Specific heat ratio = Specific heat at constant pressure / Specific heat at constant volume
The answer depends on the kind of material you are considering. For an ideal gas, Cpm = Cvm + R. If it is a molecular gas, increasing temperature enables vibrational degrees of freedom, so that Cvm increases. Hence Cpm/Cvm = 1 + R/Cvm decreases.
There may be an exception for hydrogen: for example, e-H2 (equilibrium hydrogen) has a peak of the heat capacity at low temperatures.
For liquids, the answer is not simple indeed.
Both Cp and Cv increases with T, but increase of Cv is more than Cp, so specific heat ratio decreases with T. If you are looking for physical explanation, I don't know.

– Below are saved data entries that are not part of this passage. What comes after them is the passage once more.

PR #432, opened 2025-12-08
Add vision doc

david-martin:
This captures what I see the role of the project being over the next ~6 to 12 months.

Longer term it's a bit tricker to put that in words, but I see the MCP Gateway still providing glue code via the mcp-broker, even if the ext-proc is needed less (or even disappears in time).
There may be cases where some of the abstractions added to the MCP Gateway don't make sense or align with the upstream, and should still be provided here.

### DIFF
--- a/VISION.md
+++ b/VISION.md
@@ -57,7 +57,7 @@ Success is measured by reduced duplication across MCP servers, consistent policy
 Note, these are just examples at the time of writing, and are not intended to be goals.
 
 *Example 1:* The MCP Gateway project will provide a Kubernetes CRD, like MCPServer, that represents a running MCP Server somewhere.
-This CRD is expected to converge with or be replaced by a 'Backend' resource that is aligned with the outcome of the ai-gatweay working group or agentic-networking sub-project. This Backend resource may get implemented in the Gateway API provider, Istio, in time.
+This CRD is expected to converge with or be replaced by a 'Backend' resource that is aligned with the outcome of the ai-gateway working group or agentic-networking sub-project. This Backend resource may get implemented in the Gateway API provider, Istio, in time.
 
 *Example 2:* The MCP Gateway project has some very specific Kuadrant AuthPolicy examples around tool permissions based on integrating with Keycloak. The MCP Gateway project will provide a KeycloakToolRoleMappingPolicy that wraps an AuthPolicy, abstracting the detailed rules configuration required to parse and iterate tools, checking against Keycloak role mappings.
 
--- a/.cspell.json
+++ b/.cspell.json
@@ -1,5 +1,5 @@
 {
-	"language": "en",
+	"language": "en,en-GB",
 	"dictionaryDefinitions": [{
 		"name": "project-words",
 		"path": "./project-words.txt",
--- a/project-words.txt
+++ b/project-words.txt
@@ -1,4 +1,5 @@
 # New Words
+Agentic
 apikey
 authorino
 Authorino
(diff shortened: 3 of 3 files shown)


VISION.md
```diff
@@ -0,0 +1,38 @@
...
+When standards firm up, MCP Gateway adopts them. Until then, teams get working infrastructure today.
+
+### What does this mean in practice?
+
+Note, these are just examples at the time of writing, and are not intended to be goals.
+
+*Example 1:* The MCP Gateway project will provide a kubernetes CRD, like MCPServer, that represents a running MCP Server somewhere.
+This CRD may eventually evolve into or be replaced by a 'Backend' resource that is aligned with the outcome of the ai-gatweay working group or agentic-networking sub-project. This Backend resource may get implemented in the Gateway API provider, Istio, in time.
+
+*Example 2:* The MCP Gateway project has some very specific Kuadrant AuthPolicy examples around tool permissions based on integrating with Keycloak. The MCP Gateway project will provide a KeycloakToolRoleMappingPolicy that wraps an AuthPolicy, abstracting the detailed rules configuration required to parse and iterate tools, checking against keycloak role mappings.
```
esnible:
```suggestion
*Example 2:* The MCP Gateway project has some very specific Kuadrant AuthPolicy examples around tool permissions based on integrating with Keycloak. The MCP Gateway project will provide a KeycloakToolRoleMappingPolicy that wraps an AuthPolicy, abstracting the detailed rules configuration required to parse and iterate tools, checking against Keycloak role mappings.
```

david-martin:
@maleck13 @esnible @shaneutt I've pushed a few updates based on comment feedback,
and added a 'why not...' section to highlight at a high level how the MCP Gateway project is different than other solutions.

VISION.md
```diff
@@ -0,0 +1,87 @@
+# MCP Gateway Vision
+
+## Problem Statement
+
+Platform teams want to expose MCP servers to agents safely, but today this requires bespoke routing, auth, policy, and observability per server. There is no standard entrypoint, no shared policy model, and no production-grade way to operate MCP at scale.
+
+## Solution
+
+MCP Gateway is a production-grade MCP entrypoint that lets platform teams operate many MCP servers with shared routing, policy, and observability, while tracking upstream standards instead of inventing new ones.
```
maleck13: I am not sure I would call this out as production grade yet. Maybe `will be` ?

david-martin:
> * one of the main differentiators of our MCP Gateway is that we build on top of a mature proxy, Envoy. Do we want to give a few links on how it is battle tested, performant, scalable, etc.?

I think this is a good idea, if you have some link(s) in mind?

> can we be a bit more explicit on what it means by "...outside native Envoy mechanisms"

Updated to say "...outside native Envoy mechanisms like routing and filters."

> when comparing with Envoy AI Gateway, we say it's Go-based, thus, limiting reuse by downstream extensions. Ours is also based on Go, so what do we mean by this?

Maybe the wording can change. My intention was to focus on it being a new proxy, as opposed to it being a go proxy. As much as possible, in our MCP Gateway we try delegate to Envoy where it's best at solving a problem (like routing and filtering, for the actual tool calls and for auth). We use our go code when it's not possible to use more natively with envoy (for tool list and init), but we don't try to act as a proxy.
Is there a rewording you think would help convey this?

> Do we want to explicitly call out Python's performance limitations in high traffic network proxy or is this well understood in the field?

Like the first point, I think this is a reasonable thing to highlight as it could be an important factor is deciding if someone will choose our mcp gateway or not.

The answer depends on the kind of material you are considering. For an ideal gas, Cpm = Cvm + R. If it is a molecular gas, increasing temperature enables vibrational degrees of freedom, so that Cvm increases. Hence Cpm/Cvm = 1 + R/Cvm decreases.
There may be an exception for hydrogen: for example, e-H2 (equilibrium hydrogen) has a peak of the heat capacity at low temperatures.
For liquids, the answer is not simple indeed.
i remember seeing expressions for Cp,Cv as functions of Temperature.....now first try proving mathematically D(gamma)/DT to be negative if possible....i too will try for a theoretical explantion meanwhile. :)
Dear Surya,
if you have seen an expression for Cv(T) – instead of Cv(V, T) – you must have looked at a theory of either incompressible systems or ideal gases. In the former case, Cp = Cv; in the latter case, please see my previous posting.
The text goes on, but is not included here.